*WHAT YOU NEED TO DO*: In this exercise, return each entry exactly as given.

----

PR #5446, opened 2024-10-10
10313 Bug: Change Email Verification Link Does Not Expire - UX Updates

Mwindo:
This PR:

- Updates the verify email notification banner and adds a button to resend the email
- Updates the message displayed to a user if they attempt to verify their email with an expired token
- Fixes a typo in the email in which the anchor tag was accidentally included in the link
- Uses a DateHandler function rather than using luxon directly in `verifyUserPendingEmailInteractor`

PR #5467, opened 2024-10-17
10313 Bug: Change Email Verification Link Does Not Expire 

Mwindo:
The change email verification link is supposed to expire after ~~an hour~~24 hours; it never expires. This PR addresses the issue and allows the user to resend a verification email.

Ticket: https://github.com/orgs/flexion/projects/11/views/1?pane=issue&itemId=76509729&issue=flexion%7Cef-cms%7C10313

Based on to-test PRs here: https://github.com/ustaxcourt/ef-cms/pull/5405, https://github.com/ustaxcourt/ef-cms/pull/5417, https://github.com/ustaxcourt/ef-cms/pull/5446

Note that anyone who has tried to reset their password within the 24-hour window before deploying this code will have their token forcibly expired. Because of our deployment schedule, I do not know of a good way around this. I don't think it should affect many (if any) users; the worst case scenario in this case is that the user will have to log in and click the new "Resend verification link" button.

---

Implementation notes:

- When updating a user to have a `pendingEmail` and `pendingEmailVerificationToken`, we now also set a UTC `pendingEmailVerificationTokenTimestamp`. In `verifyUserPendingEmailInteractor`, we verify that the timestamp is within 24 hours of UTC now. When we reset `pendingEmail` and `pendingEmailVerificationToken`, we also reset `pendingEmailVerificationTokenTimestamp`.
- The notification banner telling the user that a verification email has been sent has a button to allow them to resend a verification email.


web-api/src/business/useCases/practitioner/updatePractitionerUserInteractor.ts
```diff
@@ -149,29 +155,6 @@ export const updatePractitionerUser = async (
   }
 };
 
-const updateUserPendingEmail = async ({
```
Mwindo, line 152: This function was very similar to behavior occurring in `updateUserPendingEmailInteractor`. I refactored the function slightly and put it in `updateUserPendingEmailInteractor`, where it seems a more natural fit.

web-client/src/views/AppComponent.tsx
```diff
@@ -302,6 +303,7 @@ export const AppComponent = connect(
         {showModal === 'AppMaintenanceModal' && <AppMaintenanceModal />}
         {showModal === 'GenericErrorModal' && <GenericErrorModal />}
         {showModal === 'FileUploadErrorModal' && <FileUploadErrorModal />}
+        {showModal === 'VerifyNewEmailModal' && <VerifyNewEmailModal />}
```
Mwindo, line 306: Since the banner with the new "resend" functionality can be shown on any page, the modal needs to be available across the app. I removed it from the place it was appearing "locally" before and added it here for "global" display.

web-client/src/views/MyAccount/VerifyNewEmailModal.tsx
```diff
@@ -9,7 +9,7 @@ export const VerifyNewEmailModal = connect(
     cancelSequence: sequences.clearModalSequence,
     closeVerifyEmailModalAndNavigateToMyAccountSequence:
       sequences.closeVerifyEmailModalAndNavigateToMyAccountSequence,
-    email: state.form.email,
```
Mwindo, line 12: We don't always get the pending email value via a form now since the banner can appear anywhere.

jimlerza (approved):

akuny (approved):
Looks good!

----

*EXERCISE SOLUTION*:
PR #5446, opened 2024-10-10
10313 Bug: Change Email Verification Link Does Not Expire - UX Updates

Mwindo:
This PR:

- Updates the verify email notification banner and adds a button to resend the email
- Updates the message displayed to a user if they attempt to verify their email with an expired token
- Fixes a typo in the email in which the anchor tag was accidentally included in the link
- Uses a DateHandler function rather than using luxon directly in `verifyUserPendingEmailInteractor`

PR #5467, opened 2024-10-17
10313 Bug: Change Email Verification Link Does Not Expire 

Mwindo:
The change email verification link is supposed to expire after ~~an hour~~24 hours; it never expires. This PR addresses the issue and allows the user to resend a verification email.

Ticket: https://github.com/orgs/flexion/projects/11/views/1?pane=issue&itemId=76509729&issue=flexion%7Cef-cms%7C10313

Based on to-test PRs here: https://github.com/ustaxcourt/ef-cms/pull/5405, https://github.com/ustaxcourt/ef-cms/pull/5417, https://github.com/ustaxcourt/ef-cms/pull/5446

Note that anyone who has tried to reset their password within the 24-hour window before deploying this code will have their token forcibly expired. Because of our deployment schedule, I do not know of a good way around this. I don't think it should affect many (if any) users; the worst case scenario in this case is that the user will have to log in and click the new "Resend verification link" button.

---

Implementation notes:

- When updating a user to have a `pendingEmail` and `pendingEmailVerificationToken`, we now also set a UTC `pendingEmailVerificationTokenTimestamp`. In `verifyUserPendingEmailInteractor`, we verify that the timestamp is within 24 hours of UTC now. When we reset `pendingEmail` and `pendingEmailVerificationToken`, we also reset `pendingEmailVerificationTokenTimestamp`.
- The notification banner telling the user that a verification email has been sent has a button to allow them to resend a verification email.


web-api/src/business/useCases/practitioner/updatePractitionerUserInteractor.ts
```diff
@@ -149,29 +155,6 @@ export const updatePractitionerUser = async (
   }
 };
 
-const updateUserPendingEmail = async ({
```
Mwindo, line 152: This function was very similar to behavior occurring in `updateUserPendingEmailInteractor`. I refactored the function slightly and put it in `updateUserPendingEmailInteractor`, where it seems a more natural fit.

web-client/src/views/AppComponent.tsx
```diff
@@ -302,6 +303,7 @@ export const AppComponent = connect(
         {showModal === 'AppMaintenanceModal' && <AppMaintenanceModal />}
         {showModal === 'GenericErrorModal' && <GenericErrorModal />}
         {showModal === 'FileUploadErrorModal' && <FileUploadErrorModal />}
+        {showModal === 'VerifyNewEmailModal' && <VerifyNewEmailModal />}
```
Mwindo, line 306: Since the banner with the new "resend" functionality can be shown on any page, the modal needs to be available across the app. I removed it from the place it was appearing "locally" before and added it here for "global" display.

web-client/src/views/MyAccount/VerifyNewEmailModal.tsx
```diff
@@ -9,7 +9,7 @@ export const VerifyNewEmailModal = connect(
     cancelSequence: sequences.clearModalSequence,
     closeVerifyEmailModalAndNavigateToMyAccountSequence:
       sequences.closeVerifyEmailModalAndNavigateToMyAccountSequence,
-    email: state.form.email,
```
Mwindo, line 12: We don't always get the pending email value via a form now since the banner can appear anywhere.

jimlerza (approved):

akuny (approved):
Looks good!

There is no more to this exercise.